[[ RECORDS SUPPLIED, beginning ]]

PR #7094, opened 2022-09-07
Implement all-or-nothing stream ingestion

MasslessParticle:
Per-stream sharding will introduce automatic stream sharding on rate-limited streams. The ingester's current line-by-line behavior may result in duplicates when a partially-accepted stream is resharded and sent to other ingesters. This PR makes the ingester either rate limit the entire stream before attempting to write lines to a chunk. The PR

1. Separates validation, storage, and wal replay into their own functions
2. Implements a flag to rate limit the whole stream or not
3. Checks rate limits for the whole stream rather than line-by-line
4. Returns an error with information on the whole stream when rate limited

### DIFF
--- a/pkg/ingester/instance.go
+++ b/pkg/ingester/instance.go
@@ -262,7 +262,8 @@ func errorForFailedEntries(s *stream, failedEntriesWithError []entryWithError, t
 			entryWithError.entry.Timestamp.String(), entryWithError.e.Error(), streamName)
 	}
 
-	fmt.Fprintf(&buf, "total ignored: %d out of %d", len(failedEntriesWithError), totalEntries)
+	// If it's a 400 or 429, the whole stream was rejected
+	fmt.Fprintf(&buf, "total ignored: %d out of %d", totalEntries, totalEntries)
 
 	var details []*types.Any
 
--- a/pkg/ingester/instance.go
+++ b/pkg/ingester/instance.go
@@ -262,8 +262,7 @@ func errorForFailedEntries(s *stream, failedEntriesWithError []entryWithError, t
 			entryWithError.entry.Timestamp.String(), entryWithError.e.Error(), streamName)
 	}
 
-	// If it's a 400 or 429, the whole stream was rejected
-	fmt.Fprintf(&buf, "total ignored: %d out of %d", totalEntries, totalEntries)
+	fmt.Fprintf(&buf, "total ignored: %d out of %d", len(failedEntriesWithError), totalEntries)
 
 	var details []*types.Any
 
--- a/pkg/ingester/stream.go
+++ b/pkg/ingester/stream.go
@@ -177,14 +177,14 @@ func (s *stream) Push(
 		s.metrics.chunkCreatedStats.Inc(1)
 	}
 
-	bytesAdded, storedEntries := s.storeEntries(ctx, toStore)
+	bytesAdded, storedEntries, entriesWithErr := s.storeEntries(ctx, toStore)
 	s.recordAndSendToTailers(record, storedEntries)
 
 	if len(s.chunks) != prevNumChunks {
 		s.metrics.memoryChunks.Add(float64(len(s.chunks) - prevNumChunks))
 	}
 
-	return bytesAdded, invalid
+	return bytesAdded, entriesWithErr
 }
 
 func (s *stream) recordAndSendToTailers(record *WALRecord, entries []logproto.Entry) {
@@ -231,9 +231,10 @@ func (s *stream) recordAndSendToTailers(record *WALRecord, entries []logproto.En
 	}
 }
 
-func (s *stream) storeEntries(ctx context.Context, entries []logproto.Entry) (int, []logproto.Entry) {
+func (s *stream) storeEntries(ctx context.Context, entries []logproto.Entry) (int, []logproto.Entry, []entryWithError) {
 	var bytesAdded, outOfOrderSamples, outOfOrderBytes int
 
+	var invalid []entryWithError
 	storedEntries := make([]logproto.Entry, 0, len(entries))
 	for i := 0; i < len(entries); i++ {
 		chunk := &s.chunks[len(s.chunks)-1]
@@ -242,6 +243,7 @@ func (s *stream) storeEntries(ctx context.Context, entries []logproto.Entry) (in
 		}
 
 		if err := chunk.chunk.Append(&entries[i]); err != nil {
+			invalid = append(invalid, entryWithError{&entries[i], err})
 			if chunkenc.IsOutOfOrderErr(err) {
 				outOfOrderSamples++
 				outOfOrderBytes += len(entries[i].Line)
@@ -257,7 +259,7 @@ func (s *stream) storeEntries(ctx context.Context, entries []logproto.Entry) (in
 	}
 
 	s.reportMetrics(outOfOrderSamples, outOfOrderBytes, 0, 0)
-	return bytesAdded, storedEntries
+	return bytesAdded, storedEntries, invalid
 }
 
 func (s *stream) validateEntries(entries []logproto.Entry, isReplay bool) ([]logproto.Entry, []entryWithError) {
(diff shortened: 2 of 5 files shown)


MasslessParticle:
Benchmarks:
```
Original:
goos: linux
goarch: amd64
pkg: github.com/grafana/loki/pkg/ingester
Benchmark_PushStream-8              9436            135428 ns/op          167872 B/op       1606 allocs/op
PASS
ok      github.com/grafana/loki/pkg/ingester    1.326s

New:
goos: linux
goarch: amd64
pkg: github.com/grafana/loki/pkg/ingester
Benchmark_PushStream-8             10000            120120 ns/op          165196 B/op       1600 allocs/op
PASS
ok      github.com/grafana/loki/pkg/ingester    1.248s



Comparison
benchmark                  old ns/op     new ns/op     delta
Benchmark_PushStream-8     135428        120120        -11.30%

benchmark                  old allocs     new allocs     delta
Benchmark_PushStream-8     1606           1600           -0.37%

benchmark                  old bytes     new bytes     delta
Benchmark_PushStream-8     167872        165196        -1.59%
```

DylanGuedes (changes requested):
Looks superb, gj. I added a few suggestions but they're not really important (except maybe for the one regarding using `latestTs` variable).

But I'm requesting changes to block the PR for the following:
- WDYT of having two implementations: a `(*instance).PushV1` (which would be the old implementation) and a `(*instance).PushV2` (your new Push implementation) and to call each of them depending on `stream_sharding` being enabled or not?
Reason is: even if stream sharding is disabled, the moment we merge this, we'd been rejecting all streams that at least one entry is rate-limited; I fear we might affect the experience of users to the worse undesirely.

pkg/ingester/stream.go
```diff
@@ -173,132 +177,171 @@ func (s *stream) Push(
...
+
+		toStore = append(toStore, entries[i])
 	}
 
-	if len(s.chunks) != prevNumChunks {
-		s.metrics.memoryChunks.Add(float64(len(s.chunks) - prevNumChunks))
+	// Each successful call to 'AllowN' advances the limiter. With all-or-nothing
+	// ingestion, the limiter should only be advanced when the whole stream can be
+	// sent
+	now := time.Now()
```
DylanGuedes, line 319:
```suggestion
	now := time.Now()
	s.highestTs = highestTs
```

pkg/ingester/instance.go
```diff
@@ -262,7 +262,8 @@ func errorForFailedEntries(s *stream, failedEntriesWithError []entryWithError, t
 			entryWithError.entry.Timestamp.String(), entryWithError.e.Error(), streamName)
 	}
 
-	fmt.Fprintf(&buf, "total ignored: %d out of %d", len(failedEntriesWithError), totalEntries)
+	// If it's a 400 or 429, the whole stream was rejected
```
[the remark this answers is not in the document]
MasslessParticle: This is a good call. There's a chance that we won't reject all entries when we `ErrOutOfOrder` from `chunk.Append`.

pkg/ingester/stream.go
```diff
@@ -173,132 +177,171 @@ func (s *stream) Push(
...
+	if !s.limiter.AllowN(now, totalBytes) {
+		rateLimitedSamples = len(toStore)
+		rateLimitedBytes = totalBytes
+		for i := 0; i < len(toStore); i++ {
+			failedEntriesWithError = append(failedEntriesWithError, entryWithError{toStore[i], &validation.ErrStreamRateLimit{RateLimit: flagext.ByteSize(limit), Labels: s.labelsString, Bytes: flagext.ByteSize(len(toStore[i].Line))}})
```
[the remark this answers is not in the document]
MasslessParticle: Ahhh, this is the reason `entryWithError` used a pointer. That way this slice only ever stores pointers to memory that already exists even though it may have to alloc to pass things around.

pkg/ingester/stream.go
```diff
@@ -173,132 +177,171 @@ func (s *stream) Push(
 		s.metrics.chunkCreatedStats.Inc(1)
 	}
 
-	var storedEntries []logproto.Entry
-	failedEntriesWithError := []entryWithError{}
+	bytesAdded, storedEntries, entriesWithErr := s.storeEntries(ctx, toStore)
+	s.recordAndSendToTailers(record, storedEntries)
+
+	if len(s.chunks) != prevNumChunks {
```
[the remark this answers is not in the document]
MasslessParticle: This should be ok. I don't think the number of chunks can ever go backward.

pkg/ingester/stream.go
```diff
@@ -209,96 +298,69 @@ func (s *stream) Push(
...
-						continue
-					}
-					tailer.send(stream, s.labels)
-				}
-				s.tailerMtx.RUnlock()
-
-				if len(closedTailers) != 0 {
-					s.tailerMtx.Lock()
-					defer s.tailerMtx.Unlock()
+	s.reportMetrics(outOfOrderSamples, outOfOrderBytes, rateLimitedSamples, rateLimitedBytes)
```
DylanGuedes, line 347: Hmm double checking: I believe you are discarding out of order-related metrics two times: here and in the storeEntries func.

pkg/ingester/stream_test.go
```diff
@@ -427,3 +463,36 @@ func Benchmark_PushStream(b *testing.B) {
...
+	limiter := NewLimiter(limits, NilMetrics, &ringCountMock{count: 1}, 1)
+
+	s := newStream(&Config{MaxChunkAge: 24 * time.Hour, RateLimitWholeStream: true}, limiter, "fake", model.Fingerprint(0), ls, true, NilMetrics)
+	t, err := newTailer("foo", `{namespace="loki-dev"}`, &fakeTailServer{}, 10)
+	require.NoError(b, err)
+
+	go t.loop()
+	defer t.close()
+
+	s.tailers[1] = t
```
DylanGuedes, line 486: Q: by default, there are already two pre-created tailers?

DylanGuedes (approved):
lgtm! I added one observation regarding potentially reporting metrics twice but shouldn't block your work. Also, let's wait for one more pair of eyes :smile:

pkg/ingester/stream.go
MasslessParticle: Things won't be counted twice because we won't try to store anything filtered by `validation`.

pkg/ingester/stream.go
```diff
@@ -163,7 +163,11 @@ func (s *stream) Push(
 		return 0, []entryWithError{{entry: &logproto.Entry{}, e: ErrEntriesExist}}
 	}
 
-	var bytesAdded int
+	toStore, invalid := s.validateEntries(entries, isReplay)
+	if s.cfg.RateLimitWholeStream && hasRateLimitErr(invalid) {
```
owen-d, line 167: I think we can do this more efficiently. Currently, we're
1) Iterating through the entries for validation, calculating total bytes
2) iterating through all entries again to attach errors to them if they trip the rate limit
3) iterating them a third time here to see if one of them is rate limited

I think we can do this more efficiently, but happy to let it be in a separate followup PR.

owen-d (approved):
I think this works. Left some nits for discussion, but will approve it.

pkg/ingester/stream.go
```diff
@@ -209,96 +298,69 @@ func (s *stream) Push(
...
 	}
 
-	if len(storedEntries) != 0 {
-		// record will be nil when replaying the wal (we don't want to rewrite wal entries as we replay them).
-		if record != nil {
-			record.AddEntries(uint64(s.fp), s.entryCt, storedEntries...)
-		} else {
-			// If record is nil, this is a WAL recovery.
-			s.metrics.recoveredEntriesTotal.Add(float64(len(storedEntries)))
+	// Each successful call to 'AllowN' advances the limiter. With all-or-nothing
```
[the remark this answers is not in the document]
MasslessParticle: It's a little misleading. The number of available tokens on the limit is only updated when the check succeeds https://cs.opensource.google/go/x/time/+/e5dcc9cf:rate/rate.go;l=346-368;drc=583f2d630306214ee49ea373317b53b90026aab7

[[ RECORDS SUPPLIED, end ]]

From the entries, report every line in which the string "them" occurs.

## SOLUTION TO THE PROBLEM
- WDYT of having two implementations: a `(*instance).PushV1` (which would be the old implementation) and a `(*instance).PushV2` (your new Push implementation) and to call each of them depending on `stream_sharding` being enabled or not?
2) iterating through all entries again to attach errors to them if they trip the rate limit
3) iterating them a third time here to see if one of them is rate limited
-		// record will be nil when replaying the wal (we don't want to rewrite wal entries as we replay them).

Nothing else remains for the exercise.